> _Exercise prompt_: Go through the data below and retype all of it exactly.

> _Items from a data source_:
PR #365, opened 2017-07-25
exo-deploy: Run basic terraform commands

hugoesthere:
Runs basic terraform commands that initializes state and plans deployment.


exo-go/src/app_deployer/index.go
```diff
@@ -12,27 +14,51 @@ import (
...
+}
+
+func (d *AppDeployer) write(text string) {
+	err := d.Logger.Log("exo-deploy", text, true)
+	if err != nil {
+		fmt.Printf("Error logging exo-deploy output: %v\n", err)
+	}
 }
 
 func getTerraformDir(appDir string) string {
```
charlierudolph: Sorry I missed this but I expected this to be function on the `AppDeployer` struct and thus appDir wouldn't need to be passed in. `getSecretsFile` should also use this function since the secrets is in the terraform dir

exo-go/src/app_deployer/index.go
```diff
@@ -12,27 +14,51 @@ import (
...
 // NewAppDeployer is the constructor for the appDeployer class
-func NewAppDeployer(appConfig types.AppConfig, serviceConfigs map[string]types.ServiceConfig, appDir, homeDir string) *AppDeployer {
+func NewAppDeployer(appConfig types.AppConfig, serviceConfigs map[string]types.ServiceConfig, appDir, homeDir string, logger *logger.Logger) *AppDeployer {
 	return &AppDeployer{
 		AppConfig:      appConfig,
 		ServiceConfigs: serviceConfigs,
 		AppDir:         appDir,
 		HomeDir:        homeDir,
+		Logger:         logger,
 	}
```
charlierudolph: There isn't much point for having a constructor unless you are actually performing some initialization logic. If you are just assigning public properties then you don't need one as that can just be done directly

hugoesthere:

charlierudolph (approved):

exo-go/src/process_helpers/index.go
```diff
@@ -34,7 +34,9 @@ func RunAndLog(dir string, env []string, log func(string), commandWords ...strin
 	}
 	process := NewProcess(commandWords...)
 	process.SetDir(dir)
-	process.SetEnv(env)
+	if len(env) > 0 {
+		process.SetEnv(env)
+	}
```
hugoesthere: hey @charlierudolph what do you think about this? I was running into a problem where `terraform` commands couldn't find the proper aws credentials. It seems like if I pass an empty `env` array into this function then the process will be run with a literal empty mapping of env vars. Whereas if we only set the env vars when actual values are present then we avoid overwriting existing env vars?

I think Terraform may be setting my AWS credentials as env vars automatically somehow by reading my ~/.aws/credentials file, and if we pass in an empty env vars map then that will overwrite these credentials? Although I'd expect the order to be check env vars and then check credentials file. Not sure if that makes any sense, but the terraform commands worked after I made this change.

charlierudolph: It appears you can get the current env with `os. Environ()`. Thoughts on appending that with the supplied env?

hugoesthere: I like that, although that should probably be done in a separate PR after your execplus changes have been merged in?

charlierudolph: I suggest doing it in this PR. I don't think the current change is a good one. Should be a quick change to apply this and I will deal with merge conflicts in my PR since mine isn't passing yet anyway

exo-go/src/terraform_command_helpers/index.go
```diff
@@ -0,0 +1,26 @@
+package terraformCommandHelpers
```
charlierudolph: Please move this into the terraform directory

charlierudolph (approved):

hugoesthere:
Changes have been merged in: https://github.com/Originate/exosphere/commit/e83351944f7a23c1bb9c2d74dc1cfe68ae39e804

> _Your response_:
PR #365, opened 2017-07-25
exo-deploy: Run basic terraform commands

hugoesthere:
Runs basic terraform commands that initializes state and plans deployment.


exo-go/src/app_deployer/index.go
```diff
@@ -12,27 +14,51 @@ import (
...
+}
+
+func (d *AppDeployer) write(text string) {
+	err := d.Logger.Log("exo-deploy", text, true)
+	if err != nil {
+		fmt.Printf("Error logging exo-deploy output: %v\n", err)
+	}
 }
 
 func getTerraformDir(appDir string) string {
```
charlierudolph: Sorry I missed this but I expected this to be function on the `AppDeployer` struct and thus appDir wouldn't need to be passed in. `getSecretsFile` should also use this function since the secrets is in the terraform dir

exo-go/src/app_deployer/index.go
```diff
@@ -12,27 +14,51 @@ import (
...
 // NewAppDeployer is the constructor for the appDeployer class
-func NewAppDeployer(appConfig types.AppConfig, serviceConfigs map[string]types.ServiceConfig, appDir, homeDir string) *AppDeployer {
+func NewAppDeployer(appConfig types.AppConfig, serviceConfigs map[string]types.ServiceConfig, appDir, homeDir string, logger *logger.Logger) *AppDeployer {
 	return &AppDeployer{
 		AppConfig:      appConfig,
 		ServiceConfigs: serviceConfigs,
 		AppDir:         appDir,
 		HomeDir:        homeDir,
+		Logger:         logger,
 	}
```
charlierudolph: There isn't much point for having a constructor unless you are actually performing some initialization logic. If you are just assigning public properties then you don't need one as that can just be done directly

hugoesthere:

charlierudolph (approved):

exo-go/src/process_helpers/index.go
```diff
@@ -34,7 +34,9 @@ func RunAndLog(dir string, env []string, log func(string), commandWords ...strin
 	}
 	process := NewProcess(commandWords...)
 	process.SetDir(dir)
-	process.SetEnv(env)
+	if len(env) > 0 {
+		process.SetEnv(env)
+	}
```
hugoesthere: hey @charlierudolph what do you think about this? I was running into a problem where `terraform` commands couldn't find the proper aws credentials. It seems like if I pass an empty `env` array into this function then the process will be run with a literal empty mapping of env vars. Whereas if we only set the env vars when actual values are present then we avoid overwriting existing env vars?

I think Terraform may be setting my AWS credentials as env vars automatically somehow by reading my ~/.aws/credentials file, and if we pass in an empty env vars map then that will overwrite these credentials? Although I'd expect the order to be check env vars and then check credentials file. Not sure if that makes any sense, but the terraform commands worked after I made this change.

charlierudolph: It appears you can get the current env with `os. Environ()`. Thoughts on appending that with the supplied env?

hugoesthere: I like that, although that should probably be done in a separate PR after your execplus changes have been merged in?

charlierudolph: I suggest doing it in this PR. I don't think the current change is a good one. Should be a quick change to apply this and I will deal with merge conflicts in my PR since mine isn't passing yet anyway

exo-go/src/terraform_command_helpers/index.go
```diff
@@ -0,0 +1,26 @@
+package terraformCommandHelpers
```
charlierudolph: Please move this into the terraform directory

charlierudolph (approved):

hugoesthere:
Changes have been merged in: https://github.com/Originate/exosphere/commit/e83351944f7a23c1bb9c2d74dc1cfe68ae39e804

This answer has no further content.